Wetlands are important conservation sites due to the extensive food chain and rich biodiversity they support (Getzner 2002). However, the fast degradation of these ecosystems produces an urgent need for ecological studies to develop conservation programs. Almost half of the world’s wetlands have disappeared in the last century due to agricultural and urban development (Shine and Klemm 1999). One of the main hydrological characteristics of South America is the existence of large wetlands (Neiff 2001). Approximately 95% of the inventoried wetlands in South America are in six countries, and Brazil has half of the total wetland area (Naranjo 1995). However, the Brazilian wetland inventory is not updated and it is restricted to only three scientific surveys (Maltchik 2003). South Brazil has approximately 3,441 wetlands and approximately 72% of them are smaller than 1 km2 (Maltchik et al. 2003). This pattern is a consequence of strong habitat fragmentation due to agricultural expansion, especially rice plantations (Gomes and Magalhães Júnior 2004). Conservative data indicate that approximately 90% of the wetlands in south Brazil have disappeared in the last century. Understanding the structure of aquatic communities in fragments and natural wetlands is a priority for biodiversity conservation strategies in south Brazil.
The State of Rio Grande do Sul and the Pantanal Region contain most of Brazil’s wetland systems and waterbird diversity (Scott and Carbonell 1986). The Rio Grande do Sul State has 123 species in 20 families (Vélez 1997), corresponding to 14.8% of the world aquatic bird species (Rose and Scott 1994). Part of this diversity is explained by the fact that the State is part of important migratory route, including northern and southern migrants (Antas 1994; Belton 1994; Sick 1983).

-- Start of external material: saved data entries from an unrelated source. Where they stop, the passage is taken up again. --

PR #674, opened 2023-10-17
Read some interpolation tables into the Model struct

Huite:


core/src/export.jl
```diff
@@ -0,0 +1,58 @@
...
+            level_exporters[name] = LevelExporter(group, node_to_basin)
+        end
+    end
+    return level_exporters
+end
+
+"""
+Compute a new water level for each external element.
+"""
+function update!(exporter::LevelExporter, basin_level)
```
Hofer-Julian, line 54:
```suggestion
function update!(exporter::LevelExporter, basin_level)::Nothing
```

core/src/export.jl
```diff
@@ -0,0 +1,58 @@
...
+    end
+
+    return LevelExporter(basin_ids, interpolations, fill(NaN, length(basin_ids)))
+end
+
+function create_level_exporters(db::DB, config::Config, basin::Basin)::Dict{String, LevelExporter}
+    node_to_basin = Dict(node_id => index for (index, node_id) in enumerate(basin.node_id))
+    tables = load_structvector(db, config, LevelExporterStaticV1)
+    level_exporters = Dict{String, LevelExporter}()
+    if length(tables) > 0
```
visr, line 42:
```suggestion
    if !isempty(tables)
```

docs/core/usage.qmd
```diff
@@ -275,6 +276,47 @@ Internally this get converted to two functions, $A(S)$ and $h(S)$, by integratin
...
+------------- | ------- | ----- | ------------------------
+name          | String  | -     |
+subgrid_id    | Int     | -     | sorted
+node_id       | Int     | -     | constant per subgrid_id
+basin_level   | Float64 | $m$   | per subgrid_id: increasing
+subgrid_level | Float64 | $m$   | per subgrid_id: increasing
+
+The name column is used to distinguish between spatially distinct water bodies that may
+exist within a single basin (e.g. perennial versus ephemeral streams). When no
+distinction is required, all rows should given the same name.
```
Hofer-Julian, line 297:
```suggestion
distinction is required, all rows should be given the same name.
```

Hofer-Julian (commented):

Nevertheless, the effects of wetland loss and fragmentation on the waterbird assemblages in south Brazil are unknown.
The process of habitat loss and fragmentation is a major cause of loss of species and changes in community structure (Diamond 1976). As the fragmentation proceeds, the remnants tend to became smaller and, at the same time, more isolated (Farina 1998; Sharpe et al. 1981; Wiens 1995). This process affects the movement of individuals through the landscape, and appears to select the species better adapted to the small, isolated wetlands (Brown and Dinsmore 1986; Fahrig and Merriam 1994; Fairbairn and Dinsmore 2001; Whited et al. 2000), thus reducing the local richness of species (alpha-diversity). On the other hand, the turnover of species among sites (beta-diversity) is expected to increase in fragmented landscapes due to isolation effects (Harrison 1997; Kneitel and Chase 2004; Moreno and Halffter 2001). The regional pool of species (gamma-diversity) is determined by alpha and beta components (Cody 1993) affected by habitat loss and fragmentation. Conversely, the regional species pool is also likely to be an important determinant of species richness in fragments (Caley and Schluter 1997).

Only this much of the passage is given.